# USOS PRINCIPALES DEL AGUA > Energía >  Avance del informe del Sistema Eléctrico Español 2016

## Jonasino

http://www.ree.es/es/estadisticas-de...o-espanol-2016

(Enlace para descargarlo)

----------

embalses al 100% (26-dic-2016),F. Lázaro (20-dic-2016)

----------


## termopar

Se acuerdan que en un hilo, a principios de año, les comenté que la reducción de trabajo en centrales térmicas sería un hecho?

Pues de este informe voy a destacar dos cosas:

- Que se ha consumido menos CO2
- Que las renovables, a pesar de no haber puesto un euro el gobierno en su apoyo e inversión ha aumentado su producción hasta el 41% del total.
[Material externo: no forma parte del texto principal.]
PR #743, opened 2026-08-16
feat(indexer): bound the peer-block cache behind a hash-certified refetch

moudyellaz:
## 🎯 Purpose

The verifier's peer-block cache holds every block ever read from a peer channel, so a long-lived peer grows the indexer's memory without bound. Bounding it naively would break the rule the forgery test rests on: inside the verified run, absence must mean the peer never produced the block, and an evicted block is not a forged one.

## ⚙️ Approach

- [x] Keep full block bodies only in a window behind the verified run tip (`peer_block_cache_window`, default 1024; zero rejected, `u32::MAX` for effectively unbounded), demoting older ids to an append-only index of `(slot, hash)` at 48 bytes per block, so index absence keeps meaning forgery
- [x] Split the inside-run lookup: a demoted id resolves as `Evicted` and is refetched from its recorded slot, served only if its recomputed hash matches the index and, with a pinned key, its signature verifies, so a same-content twin with a corrupted signature can never brick verification
- [x] Keep every refetch failure retriable in the lag class, logged on the shared alert cadence; escalation to a permanent verdict stays reserved for true Behind lookups, so an evicted body never becomes absence evidence
- [x] Leave run extension, equivocation and displacement rules untouched; the equivocation check also consults the index, so a differing re-read at an evicted id is still refused

## 🧪 How to Test

`cargo test -p indexer_core` and the `cross_zone_verified`, `cross_zone_ping`, `indexer_stall` e2e.

## 🔗 Dependencies

#731

## 🔜 Future Work

None

## 📋 PR Completion Checklist

- [x] Complete PR description
- [x] Add/update tests

### DIFF
--- a/lez/indexer/core/src/cross_zone_verifier.rs
+++ b/lez/indexer/core/src/cross_zone_verifier.rs
@@ -1,6 +1,7 @@
 use std::{
     collections::{HashMap, HashSet},
     fmt::{self, Display, Formatter},
+    num::{NonZeroU32, NonZeroU64},
     sync::{
         Arc, Mutex, MutexGuard, PoisonError,
         atomic::{AtomicU64, Ordering},
@@ -51,10 +52,6 @@ const PEER_BLOCK_WAIT_TIMEOUT: Duration = Duration::from_secs(300);
 /// advanced by, so `waited` counts sleeps rather than wall time and, since a
 /// sleep can overshoot, understates it.
 const PEER_BLOCK_POLL_INTERVAL: Duration = Duration::from_secs(1);
-
-/// Peer-block bodies kept behind each verified run tip when
-/// [`IndexerConfig::peer_block_cache_window`] is not configured.
-const DEFAULT_BODY_WINDOW: u64 = 1024;
 
 /// Why a cross-zone dispatch could not be verified.
 ///
@@ -246,17 +243,17 @@ struct PeerBlocks {
 
 impl Default for PeerBlocks {
     fn default() -> Self {
-        Self::new(None)
+        Self::new(crate::config::default_peer_block_cache_window())
     }
 }
 
 impl PeerBlocks {
-    /// `configured` is [`IndexerConfig::peer_block_cache_window`]; zero never
-    /// reaches here, [`CrossZoneVerifier::start`] rejects it.
-    fn new(configured: Option<u32>) -> Self {
+    /// `configured` is [`IndexerConfig::peer_block_cache_window`]; zero is
+    /// unrepresentable there.
+    fn new(configured: NonZeroU32) -> Self {
         Self {
             chains: Arc::default(),
-            window: configured.map_or(DEFAULT_BODY_WINDOW, u64::from),
+            window: NonZeroU64::from(configured).get(),
         }
     }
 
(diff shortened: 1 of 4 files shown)


lez/indexer/core/src/cross_zone_verifier.rs
```diff
@@ -47,6 +52,10 @@ const PEER_BLOCK_WAIT_TIMEOUT: Duration = Duration::from_secs(300);
 /// sleep can overshoot, understates it.
 const PEER_BLOCK_POLL_INTERVAL: Duration = Duration::from_secs(1);
 
+/// Peer-block bodies kept behind each verified run tip when
+/// [`IndexerConfig::peer_block_cache_window`] is not configured.
+const DEFAULT_BODY_WINDOW: u64 = 1024;
```
erhant: I feel like `peer_block_cache_window` should be `u32` instead of `Option<u32>`, defaulting to 1024?
We can still reject 0 in doing so.

erhant: actually a better idea: `NonZeroU32`

erhant (approved):
LGTM, one small nit 🙏🏻

lez/indexer/core/src/cross_zone_verifier.rs
moudyellaz: Took the `NonZeroU32`: zero is unrepresentable and rejected at config parse rather than at start, the `Option` is gone, omitted still means 1024. In af090f3c.

lez/indexer/core/src/cross_zone_verifier.rs
```diff
@@ -112,9 +118,23 @@ pub type SeenKey = (MessageKey, [u8; 32]);
 
 /// One peer zone's cached blocks, plus how far this reader has read them as an
```
agureev, line 119: Possibly worth expanding the structs description in the future given new fields?

lez/indexer/core/src/cross_zone_verifier.rs
```diff
@@ -172,20 +222,41 @@ impl PeerChain {
...
 }
 
 /// Cache of finalized peer-zone blocks, filled by per-peer reader tasks and read
 /// by the verifier to re-derive cross-zone dispatch transactions.
-#[derive(Clone, Default)]
+#[derive(Clone)]
 struct PeerBlocks {
     chains: Arc<RwLock<HashMap<ZoneId, PeerChain>>>,
+    /// Bodies kept behind each peer's run tip.
+    window: u64,
```
agureev, line 241: This seems to act just a default value to be filled for `insert` command for new `PeerChain`. Do you think it may be better to instead have it fed as an explicit argument or an `Option` so that upon a miss the default peer window is read?

agureev (approved):
looks good, left a two small comments

lez/indexer/core/src/cross_zone_verifier.rs
moudyellaz: The two-tier shape is documented on the fields right below; happy to lift a summary line up if you find it unclear.

lez/indexer/core/src/cross_zone_verifier.rs
moudyellaz: It is a per-construction copy of one config value, identical for every chain and immutable after start, so nothing can drift; keeping it on the chain keeps eviction self-contained, but happy to pass it as an argument if you prefer.

lez/indexer/core/src/cross_zone_verifier.rs
agureev: That's fine, not a principal point given the comments on the fields themselves.

lez/indexer/core/src/cross_zone_verifier.rs
agureev: We can leave it, there is no objective argument to be had here I think other than subjective code cleanliness argument, I agree that currently there is no drift.

PR #744, opened 2026-08-16
perf(lez)!: borrow account data in the guests instead of cloning

moudyellaz:
## 🎯 Purpose

Guests cloned whole account data buffers where the consumer only reads them, `clone().into_inner()` feeding functions that take `&[u8]`, and each clone costs risc0 cycles per delivery. One batch, because every guest edit moves image ids.

## ⚙️ Approach

- [x] Replace all 20 clone sites with borrows: 17 across six built-in guests (ping_sender, ping_receiver, wrapped_token, cross_zone_inbox, bridge_lock, clock) and 3 in the test guests; `Data` already carries `Deref` and `AsRef` to `[u8]`, so call sites deref-coerce
- [x] Two asserts additionally dropped a `to_vec`, comparing borrowed bytes directly

Six guest image ids move, so this rides the same genesis window as the stack below it.

## 🧪 How to Test

`RISC0_DEV_MODE=1 cargo test --release -p integration_tests --test cross_zone_state_machine`, the sequencer suite with `--features mock`, and the five cross-zone e2e.

## 🔗 Dependencies

#712

## 🔜 Future Work

None

## 📋 PR Completion Checklist

- [x] Complete PR description
- [x] Add/update tests


erhant (approved):
LGTM ty!

agureev (approved):

PR #746, opened 2026-08-17
feat(fees): fee program skeleton with zero fees

erhant:
## 🎯 Purpose

First PR of the fee subsystem train (**#746** → #747 → #750 → #752 → #753 → #754 → #758 → #762). It introduces the structural skeleton the rest of the train builds on: a `FeeProgram` Risc0 guest, its three genesis-registered accounts, and a forced per-block fee transaction that every block-consuming path validates.

**This PR is behaviorally inert.** The fee transaction carries an all-zero `BlockFeeSummary`, the fee program echoes its accounts unchanged, no fee is ever charged, and no balance moves. What changes is block *structure*: every block now ends `…user txs, fee tx, clock tx`, and that shape is enforced everywhere blocks are built or replayed.

Interim policy until the train's later PRs land (and pending team decisions, e.g. the private-payer question): **all transaction classes remain fee-exempt**.

> [!NOTE]
>
> I've also added **`.claude/lez-fees/`** which are design/spec reference material for the whole PR stack, committed once here so later PRs can point at it. You can check them out if curious but I will remove them before merging this back to `dev`. I kept it in-code instead of Notion because it is easier to use a local scratchpad like that during development.

## ⚙️ Approach

The fee program is a system program in the same mold as the clock: sequencer-injected, never user-invocable, with its accounts protected from outside modification.

- [x] Add the `fee_core` crate (`lez/programs/fee/core`): `BlockFeeSummary` (`gas_used_exec`, `gas_used_stor`, `revenue_base`, `revenue_tip` — all zero for now) as the program's `Instruction`, plus faucet-style PDA seeds `/LEZ/v0.3/FeeSeed/{State,Escrow,Inbox}/` and the account-ID derivations.
- [x] Add the `fee` Risc0 guest (`lez/programs/fee/src/main.rs`): verifies it receives exactly the three fee accounts (state, escrow, inbox), verifies all are owned by the fee program, and re-emits them unchanged. Registered in `lez/programs` (`FEE_ELF`/`FEE_ID`, `programs::fee()`).
- [x] Register the three fee accounts at genesis, owned by the fee program with zero balance, in both `testnet_initial_state` and the sequencer's `build_genesis_state`; expose them via `system_accounts::{fee_state_account_id, fee_escrow_account_id, fee_inbox_account_id, fee_account_ids, fee_account}`.
[...]

PR #747, opened 2026-08-17
feat(fees): fee market computations under zero load

erhant:
## 🎯 Purpose

Second PR of the fee subsystem train (#746 → **#747** → #750 → #752 → #753 → #754 → #758 → #762). It adds the fee market's arithmetic and persistent state, and runs the market live in every block — but under zero load. Since metering and charging don't exist yet, every block's fee summary is all-zero, so the only observable change is what is *tracked*: the fee-state account now carries real market state that advances with the chain. Nothing is *charged* — base fees hold their floor, no balance moves, and the forced fee tx summary remains all-zero byte-for-byte.

## ⚙️ Approach

**`fee_core::market`** (`lez/programs/fee/core/src/market.rs`) — the dual EIP-1559-style market, one controller per resource:

- Protocol constants: execution `TARGET_GAS_EXEC = 5M` / `MAX_GAS_EXEC = 10M`, storage `TARGET_GAS_STOR = 500K` / `MAX_GAS_STOR = 1M`, damping `d = 8` for both, minimum base fee `8` for both, `SMOOTHING_WINDOW = 50`. Compile-time asserts pin `MAX = 2·TARGET` for both resources (the ±12.5% bound and elasticity framing depend on it). `BASE_FEE_*_MAX = u64::MAX / MAX_GAS_*` guarantees `gas · price` fits `u64`.
- `next_base_fee(b, g, target, d, lo, hi)`: delta-form update with the deviation clamped to `target` (so no usage value can move the price more than `b/d`), a guaranteed `max(1, ·)` up-step (the price can always rise off the floor, even where the proportional delta rounds to 0), products widened to `u128` (no overflow at the price cap), and saturation into `[lo, hi]`.

**`fee_core::state::FeeState`** (`lez/programs/fee/core/src/state.rs`) — the persistent market state, Borsh-serialized into the fee-state account's `data`: `{base_fee_exec, base_fee_stor, window: [u128; 50], payout_carry, height}`. The revenue window is a height-keyed ring (`slot = height % 50`); the escrow balance is deliberately *not* a field — it lives in the escrow account. `apply_block(summary)` advances the height, records the block's base revenue, computes the smoothed payout `⌊(carry + Σ window) / 50⌋` with an exact carry (nothing stranded, carry always < 50), and steps both base fees.

**Fee guest** (`lez/programs/fee/src/main.rs`) — no longer echoes accounts unchanged: it rejects summaries above the per-block gas caps, deserializes `FeeState` from the state account, applies the market update, and writes the new state back. Since the transition still pins the summary all-zero, it asserts the payout is 0 and passes escrow/inbox through untouched.

**Genesis wiring** — `system_accounts::fee_state_account()` seeds the state account with `FeeState::genesis()` (fees at floor, empty window, height 0); `testnet_initial_state` and the storage-indexer test fixture distinguish the state account (with data) from escrow/inbox (plain empty fee accounts).

- [x] Add `fee_core::market`: dual-market constants and the `next_base_fee` controller, with compile-time `MAX = 2·TARGET` asserts
- [x] Add `fee_core::state::FeeState`: Borsh-serialized market state with the 50-block revenue ring and payout carry
- [x] Change the fee guest to apply the per-block market update (summary still validated all-zero by the transition)
- [x] Change genesis to seed the fee-state account with `FeeState::genesis()` (`system_accounts`, `testnet_initial_state`, storage test fixture)
- [x] Add `lez/programs/fee/core` to workspace members — deliberate: unlike the other `*_core` program crates (path-deps only), this puts fee_core's unit tests in CI
- [x] Add a chain_state test that fee state advances with the chain under zero load (height tracks blocks, fees hold the floor, escrow/inbox balances stay 0)

Note on the diff: the 17 `artifacts/lez/programs/*.bin` guest binaries and `test_fixtures/fixtures/prebuilt_sequencer_db.dump` are expected rebuild churn (the fee guest changed, and all guests re-link) — no need to diff them.

## 🧪 How to Test

```sh
```

fee_core's unit tests cover the market math directly: floor holding under zero load, the guaranteed +1 up-step off the floor, exact ±12.5% at full deviation, the deviation clamp under extreme usage, saturation at both bounds (including the u128-widening case at the price cap), a bounded-adjustment grid over price × usage extremes, exact amortization of a revenue pulse over the 50-block window, and payout ≤ cumulative revenue at every block. `chain_state::apply` and `testnet_initial_state` tests verify the end-to-end zero-load invariants.

Plus the standard lints: `cargo +nightly fmt`, `cargo clippy --workspace --all-targets --all-features -- -D warnings`, `taplo fmt`, `cargo machete`, `cargo deny check`.

## 🔗 Dependencies

- #746 (base branch `erhant/fees/initial-fee-program`) — the fee program skeleton, forced fee tx, and fee system accounts this builds on.

## 🔜 Future Work

The rest of the train, in order:

- #750 — transaction wire format (fee fields on transactions)
- #752 — metering (real gas measurements feeding the summary)
- #753 — assessment formulas and producer identity
- #754 — actual charging (balances move; the zero-payout assert and all-zero summary pin are lifted)
- #758 — admission control
- #762 — fee-aware integration suite + LGO-scale fixture (closes the train)

## 📋 PR Completion Checklist

- [x] Complete PR description
- [x] Add/update tests


lez/chain_state/src/apply.rs
```diff
@@ -285,6 +285,44 @@ mod tests {
         assert!(matches!(err, BlockIngestError::EmptyBlock));
     }
 
+    #[test]
+    fn fee_state_advances_with_the_chain() {
```
jonesmarvin8, line 289: Just to clarify, this is a framework test that will be updated with actual fee changes in future PRs?

lez/chain_state/src/apply.rs
```diff
@@ -285,6 +285,44 @@ mod tests {
...
+                .balance,
+            0
+        );
+        assert_eq!(
+            state
+                .get_account_by_id(system_accounts::fee_inbox_account_id())
+                .balance,
+            0
+        );
+    }
```
jonesmarvin8, line 324: Since the specs require escrow withdraws for block production to be handled over 50 blocks. Could we have a test that "demonstrates" this? This can be saved for a future PR. Mentioning it here since the framework could be initialized here.

lez/programs/fee/core/src/market.rs
```diff
@@ -0,0 +1,211 @@
...
+/// One base-fee update.
+///
+/// The deviation clamp bounds the move to `max(1, b / d)`. Products are widened
+/// to u128 to keep the function total over any u64 input; under the
+/// `b <= BASE_FEE_*_MAX` invariant the u64 products already fit
+/// (`b * deviation <= u64::MAX / 2`), so the widening is robustness, not
+/// overflow avoidance. A moving branch saturates into `[lo, hi]`; at target `b`
+/// is returned unchanged (callers keep `b` within `[lo, hi]`).
+#[must_use]
+pub fn next_base_fee(b: u64, g: u64, target: u64, d: u64, lo: u64, hi: u64) -> u64 {
```
jonesmarvin8: Is it necessary to retain the 1 character variable names from the specs?

lez/programs/fee/core/src/state.rs
```diff
@@ -0,0 +1,216 @@
+//! Persistent fee market state, stored in the fee-state account's data.
+
+#![expect(
+    clippy::arithmetic_side_effects,
```
Arjentix: Hm, are you sure about this lint? I'd better place it in concrete places because this is the important code

lez/programs/fee/core/src/state.rs
```diff
@@ -0,0 +1,216 @@
...
+              carry, and additions are checked"
+)]
+
+use borsh::{BorshDeserialize, BorshSerialize};
+
+use crate::{BlockFeeSummary, market};
+
+/// The fee market's persistent state, Borsh-serialized into the fee-state
+/// account's `data`. The escrow is the escrow *account balance*, deliberately
+/// not a field here.
```
Arjentix:
```suggestion
/// The fee market's persistent state.
```

I think other information is redundant

lez/programs/fee/core/src/market.rs
```diff
@@ -0,0 +1,211 @@
...
+            ),
+            100
+        );
+    }
+
+    #[test]
+    fn live_upward_from_the_minimum() {
+        // One unit above target must move the price up by at least 1, even at
+        // b = 8 where the proportional delta rounds to 0.
+        let next = next_base_fee(
```
jonesmarvin8, line 129: For readability, could we have `b=8` defined above? Similar to the next test.

lez/programs/fee/core/src/state.rs
```diff
@@ -0,0 +1,216 @@
...
+pub struct FeeState {
+    /// Execution base fee for the current block.
+    pub base_fee_exec: u64,
+    /// Storage base fee for the current block.
+    pub base_fee_stor: u64,
+    /// Base revenue of the last [`market::SMOOTHING_WINDOW`] blocks; slot
+    /// `height % SMOOTHING_WINDOW` is the most recent.
+    pub window: [u128; market::SMOOTHING_WINDOW],
+    /// Payout division remainder, always < [`market::SMOOTHING_WINDOW`].
+    pub payout_carry: u128,
```
jonesmarvin8, line 20: Should this be `Balance` instead of hardcoded as `u128`?

lez/programs/fee/core/src/state.rs
```diff
@@ -0,0 +1,216 @@
...
+
+/// The fee market's persistent state, Borsh-serialized into the fee-state
+/// account's `data`. The escrow is the escrow *account balance*, deliberately
+/// not a field here.
+#[derive(Debug, Clone, PartialEq, Eq, BorshSerialize, BorshDeserialize)]
+pub struct FeeState {
+    /// Execution base fee for the current block.
+    pub base_fee_exec: u64,
+    /// Storage base fee for the current block.
+    pub base_fee_stor: u64,
```
jonesmarvin8: Perhaps a `Fee` alias should be defined for u64?

lez/programs/fee/core/src/state.rs
```diff
@@ -0,0 +1,216 @@
...
+    fn serialization_round_trips() {
+        let mut state = FeeState::genesis();
+        state.apply_block(&summary_with_revenue(12_345));
+        assert_eq!(FeeState::from_bytes(&state.to_bytes()), state);
+    }
+
+    #[test]
+    fn serialized_layout_is_pinned() {
+        // The state lives in consensus account data, so its byte layout is part
+        // of the protocol: 8 (base_fee_exec) + 8 (base_fee_stor) + 50·16
```
jonesmarvin8, line 135: For some of these constants `BASE_FEE_EXEC_MIN` and etc, can we define these so that the equation for `EXPECTED_LEN` is given in terms of these constants instead of "magical" numbers?

lez/chain_state/src/apply.rs
jonesmarvin8: Discovered this test in fee::core::state.

Arjentix (approved):
LGTM, but I'd summon fee designers here to check calculations

jonesmarvin8 (approved):
Lgtm. Left a few minor comments.

lez/programs/fee/core/src/state.rs
Arjentix: Isn't it strange that Fee is u64, but Balance is u128?

schouhy (approved):
I'm not sure about the need of tracking the FeeState in the LEZ state. But I'll follow along.

moudyellaz:
> I'm not sure about the need of tracking the FeeState in the LEZ state. But I'll follow along.

@schouhy the payout is computed inside the fee guest, so the market state has to be an account the guest can read and write. Deriving it node-locally from block summaries would work but would put it outside anything the proof covers.

moudyellaz (approved):
lgtm, thanks!

lez/programs/fee/core/src/state.rs
erhant: yet again spec stuff

> Base fees, gas amounts, and per-resource fee products MUST fit in 64 bits; the parameter caps below guarantee this for every valid block. Fee totals, balances, revenue totals, and every intermediate product MUST be computed in at least 128-bit width.

I agree (along with @jonesmarvin8 comments on #746) that I can add alias'es to these at elast, e.g. `Fee` and `Balance` or such; but let me read all reviews together to come up with an all-encompassing solution that can address all at once, e.g. `fix here, and apply the fixes as I rebase to PRs up the stack`

lez/programs/fee/core/src/state.rs
erhant: this is actually a tiny number, in the specs its in the range `0..49` because the smoothing window is 50
keeping it same type eases the computations I think

lez/programs/fee/core/src/state.rs
erhant: Shrunk in https://github.com/logos-blockchain/logos-execution-zone/compare/4227c38d08f6e1aac8f930f7aceeca0734ac96e9..8e14df06e3f532c8cecd7703abfc9ee84d1d14e1

lez/programs/fee/core/src/state.rs
erhant: Sure thing, placed where it is needed https://github.com/logos-blockchain/logos-execution-zone/compare/4227c38d08f6e1aac8f930f7aceeca0734ac96e9..8e14df06e3f532c8cecd7703abfc9ee84d1d14e1

lez/programs/fee/core/src/state.rs
erhant: Done in https://github.com/logos-blockchain/logos-execution-zone/compare/4227c38d08f6e1aac8f930f7aceeca0734ac96e9..8e14df06e3f532c8cecd7703abfc9ee84d1d14e1

lez/programs/fee/core/src/state.rs
erhant: Done in https://github.com/logos-blockchain/logos-execution-zone/compare/4227c38d08f6e1aac8f930f7aceeca0734ac96e9..8e14df06e3f532c8cecd7703abfc9ee84d1d14e1

lez/programs/fee/core/src/state.rs
erhant: I think this can stay as `u128`; it's definitely not Balance-related so no type aliasing for this one; and it's harmless for it to stay w.r.t spec as is

lez/programs/fee/core/src/market.rs
erhant: Of course, we can be verbose;

Done in https://github.com/logos-blockchain/logos-execution-zone/compare/4227c38d08f6e1aac8f930f7aceeca0734ac96e9..8e14df06e3f532c8cecd7703abfc9ee84d1d14e1

lez/programs/fee/core/src/market.rs
erhant: Done in https://github.com/logos-blockchain/logos-execution-zone/compare/4227c38d08f6e1aac8f930f7aceeca0734ac96e9..8e14df06e3f532c8cecd7703abfc9ee84d1d14e1

lez/chain_state/src/apply.rs
erhant: yep, zero-load coverage for what this PR wires up (height advances, floor holds, escrow/inbox empty).

the charged-path tests (revenue, congestion, payouts) come with the metering/charging PRs later

lez/programs/fee/core/src/market.rs
jonesmarvin8: Thanks!

lez/programs/fee/core/src/state.rs
jonesmarvin8: You're right. Since it's a small number though. Does it make sense to use u8 instead of u128? For efficient storage. Though, this would result in conversion between u8 to u128 for arithmetic later on.

lez/programs/fee/core/src/state.rs
jonesmarvin8: Thanks!

lez/programs/fee/core/src/state.rs
jonesmarvin8: Thanks!

lez/programs/fee/core/src/state.rs
erhant: Besides extra conversions, I would in particular prefer to keep `u128` because this is a _remainder_ of `numerator = payout * window_len + payout_carry`, i.e.

```rs
let payout = numerator / window_len;
let payout_carry = numerator % window_len;
```

Here, `numerator` is the sum of revenues (u128), and window length is `SMOOTHING_WINDOW`; which is technically at most `u64` as per the block height. In any case, keeping `u128` is the most sensible option, and `u8` does not save anything really compared to all the other stuff going on.

lez/programs/fee/src/main.rs
```diff
@@ -48,8 +49,32 @@ fn main() {
...
+    // pinned all-zero this cannot bite, but once charging lifts the pin an
+    // attacker-supplied `revenue_base` near u128::MAX would reach the smoothing
+    // window and trip its checked-add (a consensus fault). Bound it to
+    // `gas_used_exec·base_fee_exec + gas_used_stor·base_fee_stor` then.
+    if summary.gas_used_exec > market::MAX_GAS_EXEC || summary.gas_used_stor > market::MAX_GAS_STOR
+    {
+        panic!("Block fee summary exceeds per-block gas caps");
+    }
+
+    let mut fee_state = FeeState::from_bytes(&pre_state.account.data.clone().into_inner());
```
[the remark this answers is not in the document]
erhant: Fixed in https://github.com/logos-blockchain/logos-execution-zone/pull/747/commits/44f7f5fde396cfd9b139577a170e99145732688e

lez/programs/fee/core/src/state.rs
```diff
@@ -0,0 +1,223 @@
...
+            .expect("height increment at u64::MAX is a consensus fault");
+
+        let window_len = u64::try_from(market::SMOOTHING_WINDOW).expect("window length fits u64");
+        let slot = usize::try_from(self.height % window_len).expect("slot index fits usize");
+        self.window[slot] = summary.revenue_base;
+
+        let numerator = self.window.iter().fold(self.payout_carry, |acc, revenue| {
+            acc.checked_add(*revenue)
+                .expect("window sum of 50 u128 revenues cannot overflow in practice")
+        });
```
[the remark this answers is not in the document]
erhant: Keeping `u128` as is

erhant:
Closing in favor of #801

y más abajo dejo los datos comparativos anuales:



Y eso que este año,no habrá sido por las dificultades puestas por el sector eléctrico para alcanzar estos objetivos, paradas de mantenimiento de nucleares tanto en Francia (obligando a exportar) como en España en época de (teórica) baja producción renovable, para que suba el CO2 y el precio de la electricidad.

----------


## Jonasino

> - Que se ha consumido menos CO2


???????




> las renovables, a pesar de no haber puesto un euro el gobierno en su apoyo


?????????????




> paradas de mantenimiento de nucleares tanto en Francia (obligando a exportar)


??????????

O arreglan el traductor de chino de Google o no entiendo nada

----------


## F. Lázaro

> las renovables, a pesar de no haber puesto un euro el gobierno en su apoyo


Jesús, lo que hay que leer algunas veces...

----------


## termopar

Sí sres. Este año no se ha invertido ni un solo euro ni en eólica ni en solar.

----------